Этого еще только не хватало — думать о старости!
— А я однажды подумала. Пришла к нам в общежитие старая женщина. Рассказывала, как строила Комсомольск-на-Амуре, потом воевала, потом опять строила — в Минске. Я смотрела на нее и, хочешь верь, хочешь не верь, видела, как она молодеет! Я хочу быть молодой в старости.
Потом, после я вспоминал длинный путь от Володарского моста, через весь Невский, к Академии художеств, и потом дальше, дальше — на Петроградскую, на другой конец города, к Приморскому парку Победы, вспоминал и думал: мы больше говорили или молчали?
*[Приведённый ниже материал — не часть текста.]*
Issue #5063, opened 2019-06-26
Add an outline in the MRTK shader


benjamincoven:
## Describe the problem

Hello, in many of our projects with have used an outline effect (to higlight objects) like these ones:

https://assetstore.unity.com/packages/vfx/shaders/fullscreen-camera-effects/outline-effect-78608
https://assetstore.unity.com/packages/tools/particles-effects/quick-outline-115488

However passing to MRTK 2 and single pass rendering broke these assets.
We are curently looking for an alternative but because MRTK2 shaders are recommended I am suggesting this feature.

## Describe the solution you'd like

The possibility in one of the MRTK shader to create a colored outline.

## Describe alternatives you've considered

Using an external asset but the shaders are not optimized for HL2 and are not working in Single Pass rendering.

note: the rim light effect does not meet the needs

Cameron-Micka:
Hi @benjamincoven, I think this is a great suggestion for the MRTK shaders! I've built a few one-off prototypes for this type of effect. It has a few asset caveats at the moment. But, I'll see how best I can resolve them and merge them into the MRTK in the future.
 
Here is an example utilizing a modified version of the MRTK/Standard shader:
![Outline](https://user-images.githubusercontent.com/13305729/60206447-6ac58280-9808-11e9-8525-357e236f8139.gif)

benjamincoven:
You are awesome, we would be very happy to test it as early as possible before the next MRTK release.

Also note that we had many problems with the previous outlines that we used in the asset store about the normal of the back faces (same as #4946 ), we are using the new MRTK standard shader of the last week.

Cameron-Micka:
Sounds great, I'll be sure to post back here when I have a pull request for this feature.

Cameron-Micka:
Hi @benjamincoven, a pull request is up for mesh outlines if you want to check it out: https://github.com/microsoft/MixedRealityToolkit-Unity/pull/5562

benjamincoven:
Hi, thank you very much for your work.

Unfortunetly I have some issues with my meshes that are one sided. I tried to set the Cull mode to off on the outline material, it's slightly better but not totally smooth.

Also it looks like that the outline is not renderer when there is another object at the back.

Maybe I missed something when configuring my test?

Here some screenshots:

![image](https://user-images.githubusercontent.com/12698212/62771064-9e98f680-ba9c-11e9-9ea3-0a37bb97e02d.png)

[...]

PR #5562, opened 2019-08-09
Mesh Outlining

Cameron-Micka:
## Overview
This pull request introduces a technique to outline meshes without utilizing post processing effects, which can be costly on mobile mixed reality devices. Many mixed reality applications require a mesh, or portions of a mesh, to be highlighted. The MeshOutline and MeshOutlineHierarchy components can be used to easy achieve this.

Outline

To outline a mesh the object is drawn a second time slightly extruded. This results in extra draw calls but reduced overdraw. Arbitrary meshes are supported. Meshes which do not extrude cleanly can be mitigated by utilizing the MeshSmoother component which asynchronously generates smoothing groups for meshes. Outline visuals are specified via a second material which gives developers freedom to pick a wide array effects.

Outline

Because this effect happens in world space rather than screen space a few limitations apply around sorting and non-uniform scales.

The PR includes:

- [x] Example Scene
- [x] Unit Tests
- [x] Documentation

Lunar model curtesy of [Beau Folsom](https://www.linkedin.com/in/beaufolsom/). 

## Changes
- Fixes: https://github.com/microsoft/MixedRealityToolkit-Unity/issues/5063

## Verification
Please try using the OutlineExamples scene.

>
>


Assets/MixedRealityToolkit.SDK/Features/UX/Scripts/Utilities/FocusHandlerTrigger.cs
```diff
@@ -0,0 +1,38 @@
...
+using Microsoft.MixedReality.Toolkit.Input;
+using UnityEngine;
+using UnityEngine.Events;
+
+namespace Microsoft.MixedReality.Toolkit.UI
+{
+    /// <summary>
+    /// Utility component to hook up Unity events to the OnFocusEnter and OnFocusExit events.
+    /// </summary>
+    public class FocusHandlerTrigger : MonoBehaviour, IMixedRealityFocusHandler
```
Troy-Ferrell: This seems like something that should be joined with Features/Input/Handlers
And of course renamed to FocusHandler

Assets/MixedRealityToolkit.Examples/Demos/StandardShader/Textures/Lander_albedo.png.meta
```diff
@@ -0,0 +1,88 @@
+fileFormatVersion: 2
+guid: 11056bb52f91cdc43ba4fba9accfb226
```
Troy-Ferrell: How strongly do you feel about adding the lander model? The problem with adding these FBX assets into Examples it they bloat the UnityPackage file. The textures and mesh data adds like 7-8MB alone in this change. I know that is typical for assets but that's a 15% increase to the existing package. 

I recommended removing because of the size and primarily because it's the feature is not dependent on it. We can still demonstrate the feature with the moon lander rover or other existing FBX

Assets/MixedRealityToolkit.SDK/Features/UX/Scripts/Utilities/FocusHandlerTrigger.cs
```diff
@@ -0,0 +1,38 @@
...
+
+        /// <summary>
+        /// Event which is triggered when focus ends.
+        /// </summary>
+        public UnityEvent OnFocusExitEvent;
+
+        /// <inheritdoc />
+        public void OnFocusEnter(FocusEventData eventData)
+        {
+            OnFocusEnterEvent.Invoke();
```
Troy-Ferrell: I think may want to check for OnFocusEnterEvent?.Invoke()?

Assets/MixedRealityToolkit.Tests/PlayModeTests/StandardShaderTests.cs
```diff
@@ -0,0 +1,129 @@
...
+        private readonly Vector3 LightDirection = new Vector3(-0.5f, -0.5f, 0.0f);
+
+        /// <summary>
+        /// Tests if the MeshOutline component can be added an manipulated at runtime.
+        /// </summary>
+        /// <returns></returns>
+        [UnityTest]
+        public IEnumerator TestMeshOutline()
+        {
+            var light = InstantiateDirectionalLight(LightDirection);
```
Troy-Ferrell: I don't understand what this is testing? Just no errors thrown? There are no asserts

Assets/MixedRealityToolkit/Utilities/StandardShader/BaseMeshOutline.cs
```diff
@@ -0,0 +1,72 @@
...
+{
+    /// <summary>
+    /// Abstract component to encapsulate common functionality around outline components. 
+    /// </summary>
+    [HelpURL("https://microsoft.github.io/MixedRealityToolkit-Unity/Documentation/README_MRTKStandardShader.html#mesh-outlines")]
+    public abstract class BaseMeshOutline : MonoBehaviour
+    {
+        /// <summary>
+        /// The material used to render the outline. Outline materials should normal have "Depth Write" set to Off and "Vertex Extrusion" enabled.
+        /// Most MRTK/Standard features should work as an outline material, but it is recommended to use a simple unlit material.
```
Troy-Ferrell: So I'm still trying to parse this whole PR. But is the outline feature in the scripts or in the MRTK standard shader?

All of the Outline*.mat files in this PR are MRTK standard shader. Why not make them simpler as just unlit as this comment suggests?

Assets/MixedRealityToolkit/Utilities/StandardShader/BaseMeshOutline.cs
```diff
@@ -0,0 +1,72 @@
...
+        protected float outlineWidth = 0.01f;
+
+        #region MonoBehaviour Implementation
+
+        /// <summary>
+        /// Enables users to modify inspector properties while playing in the editor.
+        /// </summary>
+        protected virtual void OnValidate()
+        {
+            ApplyOutlineMaterial();
```
Troy-Ferrell: Why use onvalidate instead of a BaseMesh inspector class? This is for the component right?

Assets/MixedRealityToolkit/Utilities/StandardShader/MeshSmoother.cs
```diff
@@ -0,0 +1,241 @@
...
+    /// Component which can be used to automatically generate smoothed normals on a mesh and pack 
+    /// those normals into a UV set. Smoothed normals can be used for a variety of effects including 
+    /// extruding disjoint meshes along a vertex normal. This behavior is designed to be used in conjunction 
+    /// with the MRTK/Standard shader which assumes smoothed normals are packed into the 3rd UV set.
+    /// </summary>
+    [RequireComponent(typeof(MeshFilter))]
+    [HelpURL("https://microsoft.github.io/MixedRealityToolkit-Unity/Documentation/README_MRTKStandardShader.html#mesh-outlines")]
+    public class MeshSmoother : MonoBehaviour
+    {
+        private const int smoothNormalUVChannel = 2;
```
Troy-Ferrell: This seems more like an editor level utility? What is the benefit of running this at runtime as a MonoBehavior?

Documentation/README_MRTKStandardShader.md
```diff
@@ -105,18 +107,55 @@ Performant plane, sphere, and box shape clipping with the ability to specify whi
 
 ![primitive clipping gizmos](../Documentation/Images/MRTKStandardShader/MRTK_PrimitiveClippingGizmos.gif)
 
+### Mesh Outlines
+
+Many mesh outline techniques are done using a [post processing](https://docs.unity3d.com/Manual/PostProcessingOverview.html) technique. Post processing provides great quality outlines, but can be prohibitively expensive on mobile Mixed Reality devices. You can find a scene that demonstrates usage of mesh outlines in the  **OutlineExamples** scene under: [MixedRealityToolkit.Examples/Demos/StandardShader/Scenes/](https://github.com/microsoft/MixedRealityToolkit-Unity/tree/mrtk_release/Assets/MixedRealityToolkit.Examples/Demos/StandardShader/Scenes)
```
Troy-Ferrell: nit: expensive on mobile Mixed Reality devices >>>> Expensive on many Mixed Reality platforms. 
Just a better catch all

Documentation/README_MRTKStandardShader.md
```diff
@@ -105,18 +107,55 @@ Performant plane, sphere, and box shape clipping with the ability to specify whi
...
+
+<img src="../Documentation/Images/MRTKStandardShader/MRTK_MeshOutline.jpg" width="900">
+
+[**MeshOutline.cs**](xref:Microsoft.MixedReality.Toolkit.Utilities.MeshOutline) and [**MeshOutlineHierarchy.cs**](xref:Microsoft.MixedReality.Toolkit.Utilities.MeshOutlineHierarchy) can be used render an outline around a mesh renderer. Enabling this component introduces an additional render pass of the object being outlined, but is designed to run performantly on mobile Mixed Reality devices and does not utilize any post processes. Limitations of this effect include it not working well on objects which are non-uniformly scaled and depth sorting issues on overlapping objects.
```
Troy-Ferrell: Can you actually switch these from [**Blah**] to [ \` blah \`  ]  for styling?

Assets/MixedRealityToolkit.SDK/Features/UX/Scripts/Utilities/FocusHandlerTrigger.cs
```diff
@@ -0,0 +1,38 @@
...
+using UnityEngine.Events;
+
+namespace Microsoft.MixedReality.Toolkit.UI
+{
+    /// <summary>
+    /// Utility component to hook up Unity events to the OnFocusEnter and OnFocusExit events.
+    /// </summary>
+    public class FocusHandlerTrigger : MonoBehaviour, IMixedRealityFocusHandler
+    {
+        /// <summary>
```
julenka: Do these need to be initialized? Also, I believe MRTK aims to use the pattern internal private serialized fields, public getters and setters.

Assets/MixedRealityToolkit.SDK/Features/UX/Scripts/Utilities/FocusHandlerTrigger.cs
julenka: We tend to use the name "FocusHandler" instead of *Trigger, for example see "InputActionHandler"

Assets/MixedRealityToolkit.SDK/Features/UX/Scripts/Utilities/FocusHandlerTrigger.cs
```diff
@@ -0,0 +1,38 @@
+﻿// Copyright (c) Microsoft Corporation. All rights reserved.
+// Licensed under the MIT License. See LICENSE in the project root for license information.
+
+using Microsoft.MixedReality.Toolkit.Input;
+using UnityEngine;
+using UnityEngine.Events;
+
+namespace Microsoft.MixedReality.Toolkit.UI
```
julenka: might want to move this input SDK/Features/Input/Handlers since the other event handlers are there.

Assets/MixedRealityToolkit/Utilities/StandardShader/BaseMeshOutline.cs
```diff
@@ -0,0 +1,72 @@
...
+        }
+
+        [Tooltip("How thick (in meters) should the outline be. Overrides the \"Extrusion Value\" in the MRTK/Standard material.")]
+        [SerializeField]
+        [Range(0.001f, 1.0f)]
+        protected float outlineWidth = 0.01f;
+
+        #region MonoBehaviour Implementation
+
+        /// <summary>
```
julenka: I remember @Railboy recently removed a bunch of code that was using OnValidate incorrectly #4899. Wanted to double check that this was appropriate usage. It seems like we are actually using OnValidate here as a proxy to "when value changes, show changes in editor". Is there another way to do this, maybe with the inspector?

Assets/MixedRealityToolkit/Utilities/StandardShader/MeshSmoother.cs
```diff
@@ -0,0 +1,241 @@
...
+
+        [Tooltip("Should this component automatically smooth normals on awake?")]
+        [SerializeField]
+        private bool smoothNormalsOnAwake = false;
```
julenka: should this have a getter / setter?

Assets/MixedRealityToolkit.Tests/PlayModeTests/StandardShaderTests.cs
julenka: Yeah I assume he is just checking that no null ptrs are thrown. I considered suggesting doing screenshot comparison but that seemed like it could break often and also could be error prone.

Assets/MixedRealityToolkit.Tests/PlayModeTests/StandardShaderTests.cs
```diff
@@ -0,0 +1,129 @@
...
+            var gameObject = GameObject.CreatePrimitive(PrimitiveType.Cube);
+
+            var meshOutline = gameObject.AddComponent<MeshOutline>();
+            meshOutline.OutlineMaterial = InstantiateStandardShaderOutlineMaterial(Color.red);
+            meshOutline.OutlineWidth = 0.02f;
```
julenka: idea: could you:

1. make the outline some color like bright green (0, 255, 0)
2. Capture camera texture
3. ensure that at least 100 pixels are bright green.

screen shot / capture camera texture and at least ensure that some

julenka:
@Cameron-Micka let me know when you'd like me to take another look. This PR looks awesome! Thank you.

Assets/MixedRealityToolkit.SDK/Features/UX/Scripts/Utilities/FocusHandlerTrigger.cs
Cameron-Micka: That's a good idea, I'll make that change. I started by using the Interactable behavior (but it makes some assumptions that don't always work and it's pretty heavy for this use) so that's why I put this here.

Assets/MixedRealityToolkit.Examples/Demos/StandardShader/Textures/Lander_albedo.png.meta
Cameron-Micka: I would really like to add this model since it demonstrates proper asset consturction, naming, and PBR workflow. It would be nice to phase out the old lander (and maybe even the rover) since they don't demonstrate the same quality bar I would like to see in the MRTK.

Assets/MixedRealityToolkit.SDK/Features/UX/Scripts/Utilities/FocusHandlerTrigger.cs
Cameron-Micka: We shouldn't need to since Unity's serialization system will initialize all serializable properties for us. But, I suppose a user could nullify the event? I can make the change.

Assets/MixedRealityToolkit.Tests/PlayModeTests/StandardShaderTests.cs
Cameron-Micka: Yep @julenka is correct. We've had so many components that just fall over when instantiated at runtime with null references that this is a sanity check for that. Would love to do screenshot comparisons. But, that would require some work on the test and build machine side. :(

Assets/MixedRealityToolkit/Utilities/StandardShader/BaseMeshOutline.cs
Cameron-Micka: Ah, this comment is misleading. Thanks for pointing that out, I'll fix this! It should read that you should use a MRTK/Standard material but it's recommend to make the MRTK/Standard material as bare bones as possible (in other words unlit).

Assets/MixedRealityToolkit/Utilities/StandardShader/BaseMeshOutline.cs
Cameron-Micka: I'm just using OnValidate to apply changes as they occur in the editor. I could make a customer inspector but seems a little overkill?

Assets/MixedRealityToolkit/Utilities/StandardShader/MeshSmoother.cs
Cameron-Micka: We need to do this at runtime for meshes that are loaded dynamically. Such as loading user generated content at runtime.

Documentation/README_MRTKStandardShader.md
Cameron-Micka: Good idea!

Documentation/README_MRTKStandardShader.md
Cameron-Micka: Certainly!

Assets/MixedRealityToolkit.SDK/Features/UX/Scripts/Utilities/FocusHandlerTrigger.cs
Cameron-Micka: They shouldn't need to be initialized since Unity's we do that for you for any serializable properties. But, I'm happy to provide a default. Also, I do prefer the private serialized field pattern. I was just following what I found in PressableButton, BoundingBox, etc. But, we should probably fix those too? I'll make this change!

Assets/MixedRealityToolkit.SDK/Features/UX/Scripts/Utilities/FocusHandlerTrigger.cs
Cameron-Micka: I like your name better, I'll change that.

Assets/MixedRealityToolkit.SDK/Features/UX/Scripts/Utilities/FocusHandlerTrigger.cs
Cameron-Micka: Good idea!

Assets/MixedRealityToolkit/Utilities/StandardShader/BaseMeshOutline.cs
Cameron-Micka: I've heard some of the (warranted) complaints about using OnValidate. But, I do believe this is the intended use of it. The MRTK was using it for initialization in a few places, which is a dangerous pattern. I think it's perfectly acceptable to use OnValidate to respond to edit time property changes.

Assets/MixedRealityToolkit/Utilities/StandardShader/MeshSmoother.cs
Cameron-Micka: That is a good question, since you can't modify the value in code before Awake is called I ommited them. Can you think of when we would need them for a property like this?

Assets/MixedRealityToolkit.Tests/PlayModeTests/StandardShaderTests.cs
Cameron-Micka: I like that idea! Last time I tried to take screenshots on the build machine it kept failing with "missing device context" issues. But, maybe we could think of another way to accomplish this?

Cameron-Micka:
Thank you @Troy-Ferrell & @julenka for the review! I'll make these changes as soon as I can which should (hopefully) be later next week (in the middle of another project ATM).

Иногда молчание было долгим. Зоя нарушала его первой.
— Так за что же тебе дали отпуск?
— Было одно дело… Я не могу рассказывать. Граница…
— Ты по-прежнему хвастунишка, д’Артаньян?
— Считай, как хочешь.
— Я никак не могу понять: что же в тебе переменилось?
— Мама говорит — подрос вроде бы.
— Нет, не то…
Опять долгое молчание.
— Когда ты появился, я перепугалась до смерти. Сегодня с утра думала о тебе и ругала себя последними словами, что никак не собраться сесть за письмо. И вдруг — ты. А Саша не приедет?
— Приедет. Он успеет тебя проводить.
Она быстро повернулась ко мне:
— Правда?
— Ты обрадовалась, — заметил я.
Уже начались белые ночи. В парке остро пахло сиренью. Сирень цвела буйно, и небо тоже было сиреневым — в разметавшихся облаках, освещенных невидимым с земли солнцем.
Да, Зоя обрадовалась, что Сашка будет здесь и успеет ее проводить. Она не могла скрыть это, или даже не пыталась скрыть. Почему? Опять это «почему». Ведь она в глаза Сашку никогда не видела!
— Почему ты обрадовалась?
— Ты хочешь откровенно?
— Конечно.
— Тогда сядем. Я устала.
Она скинула туфли, села на скамейку, поджав под себя ноги и выставив круглые коленки.
— Я не знаю, как это можно объяснить… Ты читал его письма?
— Нет.
— Хочешь почитать? У меня они с собой.
— Темно, — сказал я. Мне вовсе не хотелось читать его письма. И тогда, когда он сам показывал мне, и теперь тоже.
— Он много пишет. И я увидела… человека, понимаешь? Не очень счастливого пока, но сильного, уверенного, ласкового. Он похож?